(from the original article
From one extreme:
"Fidelity’s Retirement Quick Check calculator says that a 50-year-old person making $100,000 a year with $700,000 stashed in retirement accounts, saving $15,000 a year, would still fall short of the $2.8 million goal that would provide the necessary monthly retirement income of $7,408 that it sets. Its calculations do not include Social Security payments.
Fidelity actually recommends saving about $1,000 a month more. It also encourages this person to save more even when more than enough has been saved. It recommends putting away up to $9,749 a month on top of the $15,000 a year already being saved, an impossibility since that would more than consume the person’s entire gross income."
...to the other extreme...
"Mr. Kotlikoff’s ESPlanner software, taking real estate holdings and life insurance into account, says the person could cut back on savings by $10,000 a year and still have enough for a monthly income of $6,000 at retirement, the amount his calculations deems adequate to live on given prior consumption patterns."

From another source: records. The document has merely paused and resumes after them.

PR #1844, opened 2025-05-19
add docs link at top of readme

vipyne:


markbackman:
Rather than just link to the docs, we should provide more targeted information. Maybe something like:

**Pipecat** is an open-source Python framework for building real-time voice and multimodal conversational agents. Orchestrate audio and video, AI services, different transports, and conversation pipelines effortlessly—so you can focus on what makes your agent unique.

> Want to dive right in? [Install Pipecat](https://docs.pipecat.ai/getting-started/installation) then try the [quickstart](https://docs.pipecat.ai/getting-started/quickstart).

PR #1847, opened 2025-05-19
Keep span identifiers in attributes only

markbackman:

With this change, the span name will be either `conversation` for the top-level span and `turn` for the child span. Then, each of those spans will have an attribute:
- `conversation.id` for the conversation ID
- `turn.number` for the turn number


sunahsuh (approved):
LGTM!

PR #1850, opened 2025-05-19
TranscriptionMessage: add user_id field

aconchillo:

This allows us to identify which user said what in a multi-user scenario.


markbackman (approved):
LGTM

PR #1854, opened 2025-05-20
fix(elevenlabs tts): message parameter naming

sklinglernv:
Changes:

- Fix an an issue with parameter naming when parsing Elevenlab responses
- Fix authorization issue when flushing audio
- Use contexts more actively to send out TTSStopedFrames more punctually

### DIFF
--- a/src/pipecat/services/elevenlabs/tts.py
+++ b/src/pipecat/services/elevenlabs/tts.py
@@ -276,8 +276,16 @@ class ElevenLabsTTSService(AudioContextWordTTSService):
 
     async def flush_audio(self):
         if self._websocket and self._context_id:
-            msg = {"context_id": self._context_id, "flush": True}
+            self._context_id_to_close = self._context_id
+            msg = {"context_id": self._context_id, "flush": True, "xi_api_key": self._api_key}
             await self._websocket.send(json.dumps(msg))
+            msg = {
+                "context_id": self._context_id,
+                "close_context": True,
+                "xi_api_key": self._api_key,
+            }
+            await self._websocket.send(json.dumps(msg))
+            self._context_id = None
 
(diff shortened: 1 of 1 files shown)


src/pipecat/services/elevenlabs/tts.py
```diff
@@ -406,12 +414,17 @@ async def _receive_messages(self):
...
                 # Context has finished
-                if self._context_id == received_ctx_id:
+                if (
+                    self._context_id == received_ctx_id
+                    or self._context_id_to_close == received_ctx_id
+                ):
                     self._context_id = None
+                    self._context_id_to_close = None
                     self._started = False
+                    await self.push_frame(TTSStoppedFrame())
```
markbackman, line 427: We're relying on the parent class to push TTSStoppedFrames for Websocket based TTS services. If you're looking to respond based on when a bot if finished speaking, you should use the BotStoppedSpeakingFrame and not the TTSStoppedFrame.

Can you please remove this from the PR?

src/pipecat/services/elevenlabs/tts.py
```diff
@@ -386,7 +394,7 @@ async def _receive_messages(self):
             msg = json.loads(message)
             # Check if this message belongs to the current context
             # The default context may return null/None for context_id
-            received_ctx_id = msg.get("context_id")
+            received_ctx_id = msg.get("contextId")
```
markbackman, line 397: Nice catch on this. The docs for the v1 multi endpoint I received had errors, indicating that these were snake_case. Thanks for catching this and isFinal.

sklinglernv:
PR reduced to just correct the variable names.

AngeloGiacco:
Apologies for this one guys! have updated the preview docs, for now due to some intricacies with dataclasses it is context_id on input and contextId on output. i will fix so that we standardise the docs in a backwards compatible manner

PR #1857, opened 2025-05-20
avoid mutable default constructor values

aconchillo:

This is an important bug fix that could result in unexpected behavior if multiple instance of the same class were used. In Python default arguments are evaluated only once when the function is defined. This means that if you have a class with a list argument that defaults to `[]` and then you append items to it, when you create a new instance of the same class and you don't provide a list, that same original list will be used.

See this example:

```
>>> class A:
...     def __init__(self, values = []):
...             self.values = values
... 
>>> a = A()
>>> a.values.append(1)
>>> a.values
[1]
>>> new_a = A()
>>> new_a.values
[1]
```

### DIFF
--- a/CHANGELOG.md
+++ b/CHANGELOG.md
@@ -93,6 +93,10 @@ and this project adheres to [Semantic Versioning](https://semver.org/spec/v2.0.0
 
 ### Fixed
 
+- Fixed an issue that would cause multiple instances of the same class to behave
+  incorrectly if any of the given constructor arguments defaulted to a mutable
+  value (e.g. lists, dictionaries, objects).
+
 - Fixed an issue with `CartesiaTTSService` where `TTSTextFrame` messages weren't
   being emitted when the model was set to `sonic`. This resulted in the
   assistant context not being updated with assistant messages.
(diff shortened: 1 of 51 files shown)


markbackman (approved):
Seems like a safe change. In addition, it looks like you're moving many inputs to be optional probably where they were or should have been before and/or setting default values to None where they're optional. That's definitely helpful.

Out of curiosity, how did you find this issue?

aconchillo:
> Seems like a safe change. In addition, it looks like you're moving many inputs to be optional probably where they were or should have been before and/or setting default values to None where they're optional. That's definitely helpful.
> 

I don't think I changed any behavior. All of them had default values, which means we just set them to `None`. And now, we check if it's `None` and if it is we initialize with a new instance (not shared).

> Out of curiosity, how did you find this issue?

With observers. They were initialized as an empty list `[]`. The context aggregator test were failing so I printed the observers (because that's a PR that was failing) and I saw 30 observers registered (the turn tracking ones). So, I started looking and realized we were doing `List[BaseObserver] = []` in the constructor, which ends up being shared among all `PipelineTask`s that the test was running.

PR #2901, opened 2025-10-21
Add `messages` property to `LLMContext` for usage parity with `OpenAI…

kompfner:
…LLMContext`.

This wasn't really an issue before, when folks were *knowingly* migrating from `OpenAILLMContext` to `LLMContext`. But in the latest AWS Nova Sonic change, we're swapping it out from under folks, so this kind of compatibility is more important.

For context, the reason we *didn't* offer the `messages` property earlier was to aid in the development of `LLMContext`—we wanted to draw attention to all the places where messages were being read from context, so we could find the places where we might need to pass an argument to the read.

### DIFF
--- a/CHANGELOG.md
+++ b/CHANGELOG.md
@@ -41,9 +41,6 @@ and this project adheres to [Semantic Versioning](https://semver.org/spec/v2.0.0
   # or
   context: OpenAILLMContext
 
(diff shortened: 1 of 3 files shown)


aconchillo:
LGTM!

PR #2902, opened 2025-10-22
Fix: Properly close OpenAI SSE stream on interruption

jamsea:
## Problem

When an `InterruptionFrame` is received (e.g., when a user interrupts the bot mid-response), it triggers task cancellation via `asyncio.CancelledError`. However, the OpenAI `AsyncStream[ChatCompletionChunk]` was not being properly closed, which could lead to:

- Connection leaks
- Inconsistent stream state  
- Potential resource exhaustion over time

## Root Cause

The `_process_context()` method in `base_llm.py` iterates over the SSE stream with:
```python
async for chunk in chunk_stream:
    # Process chunks...
```

When an `InterruptionFrame` arrives, the frame processor cancels the current process task, but the stream is not explicitly closed, leaving the underlying HTTP/SSE connection in an inconsistent state.

## Solution

This PR wraps the entire stream processing section with proper exception handling:

1. **Try block**: Contains all the stream iteration and processing logic
2. **Except block**: Catches `asyncio.CancelledError`, logs it for debugging, and re-raises it to maintain proper cancellation propagation  
3. **Finally block**: Ensures `chunk_stream.close()` is always called to properly clean up the SSE connection

## Changes

- Added try/except/finally around the `async for chunk in chunk_stream:` loop
- Added explicit `await chunk_stream.close()` in the finally block
- Added debug logging when cancellation occurs
- Preserved all existing functionality while ensuring proper resource cleanup

### DIFF
--- a/src/pipecat/services/openai/base_llm.py
+++ b/src/pipecat/services/openai/base_llm.py
@@ -339,92 +339,100 @@ class BaseOpenAILLMService(LLMService):
             else self._stream_chat_completions_universal_context(context)
         )
 
-        async for chunk in chunk_stream:
-            if chunk.usage:
-                cached_tokens = (
-                    chunk.usage.prompt_tokens_details.cached_tokens
-                    if chunk.usage.prompt_tokens_details
-                    else None
-                )
-                tokens = LLMTokenUsage(
-                    prompt_tokens=chunk.usage.prompt_tokens,
-                    completion_tokens=chunk.usage.completion_tokens,
-                    total_tokens=chunk.usage.total_tokens,
-                    cache_read_input_tokens=cached_tokens,
-                )
-                await self.start_llm_usage_metrics(tokens)
-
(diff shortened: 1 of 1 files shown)


src/pipecat/services/openai/base_llm.py
```diff
@@ -339,92 +339,100 @@ async def _process_context(self, context: OpenAILLMContext | LLMContext):
...
 
-            await self.run_function_calls(function_calls)
+                await self.run_function_calls(function_calls)
+        except asyncio.CancelledError:
+            # Handle cancellation gracefully (e.g., from InterruptionFrame)
+            logger.debug(f"{self}: Stream processing cancelled due to interruption")
+            raise
+        finally:
+            # Ensure the SSE stream is properly closed to avoid connection leaks
+            await chunk_stream.close()
```
jamsea, line 435: @aconchillo are we intentionally not calling this function presently? The main change I'm interested in is line 431, adding a debug log

PR #2905, opened 2025-10-22
update gemini models to 2.5

mhussam-ai:

Updated the Google Gemini Models to 2.5 family

### DIFF
--- a/src/pipecat/services/google/gemini_live/llm.py
+++ b/src/pipecat/services/google/gemini_live/llm.py
@@ -534,7 +534,7 @@ class GeminiLiveLLMService(LLMService):
         *,
         api_key: str,
         base_url: Optional[str] = None,
-        model="models/gemini-2.0-flash-live-001", # e.g. "gemini-2.5-flash-native-audio-preview-09-2025"
+        model="models/gemini-2.0-flash-live-001",
         voice_id: str = "Charon",
         start_audio_paused: bool = False,
         start_video_paused: bool = False,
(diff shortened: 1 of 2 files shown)


src/pipecat/services/google/gemini_live/llm.py
```diff
@@ -534,7 +534,7 @@ def __init__(
         *,
         api_key: str,
         base_url: Optional[str] = None,
-        model="models/gemini-2.0-flash-live-001",
+        model="models/gemini-2.0-flash-live-001", # e.g. "gemini-2.5-flash-native-audio-preview-09-2025"
```
markbackman: No need to comment. I think you can remove:
```suggestion
        model="models/gemini-2.0-flash-live-001",
```

The current default is still the right default, for now.

src/pipecat/services/google/gemini_live/llm_vertex.py
```diff
@@ -51,7 +51,7 @@ def __init__(
         credentials_path: Optional[str] = None,
         location: str,
         project_id: str,
-        model="google/gemini-2.0-flash-live-preview-04-09",
+        model="google/gemini-2.0-flash-live-preview-04-09", # can it be "gemini-2.5-flash-native-audio-preview-09-2025"?
```
markbackman: No, I don't think the same model is supported. Let's remove the comment:
```suggestion
        model="google/gemini-2.0-flash-live-preview-04-09",
```

mhussam-ai: Thanks for clarification , I will remove it.

src/pipecat/services/google/gemini_live/llm.py
mhussam-ai: Alright, Thank you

Either Kotlikoff is yet another schiester (sp) or is truly ignorant. Fidelity's "Quick Check" (anyone else note the obvious in the Fidelity calculator's title? It's like comparing a raw block of marble to a Michaelangelo sculpture) simply looks at the total equivalent financial assets you'll need. Kotlikoff's program, on the other hand, apparently goes so far as to assume reverse mortgages ("taking real estate holdings") and - I think, but I'm just guessing - cashing in/loans against whole life insurance policies ("life insurance"). Sure, if you go to those extremes, I won't need anywhere near 25x income in my portfolio...because my investment portfolio will only be 2/3 of my total equivalent financial assets (the other 1/3 being a reverse mortgage and cashing in a life insurance policy). If you ask me, betting on what interest rates will be 30-40 years from now on assuming reverse mortgage cash flow would be perhaps the most difficult part of retirement planning.
Another sad quote:
"Indeed, their studies of the savings and spending habits of the generation born between 1931 and 1941 revealed that at least 80 percent had accumulated more than enough wealth for retirement."
Gee....considering that those 80% are receiving SS payments that far eclipse what they ever paid into it, I surely hope that they ended up accumulating more than enough wealth. Give me the same 5%-7% annual returns on my SS contributions that they ended up getting, and I'll be sitting pretty as well.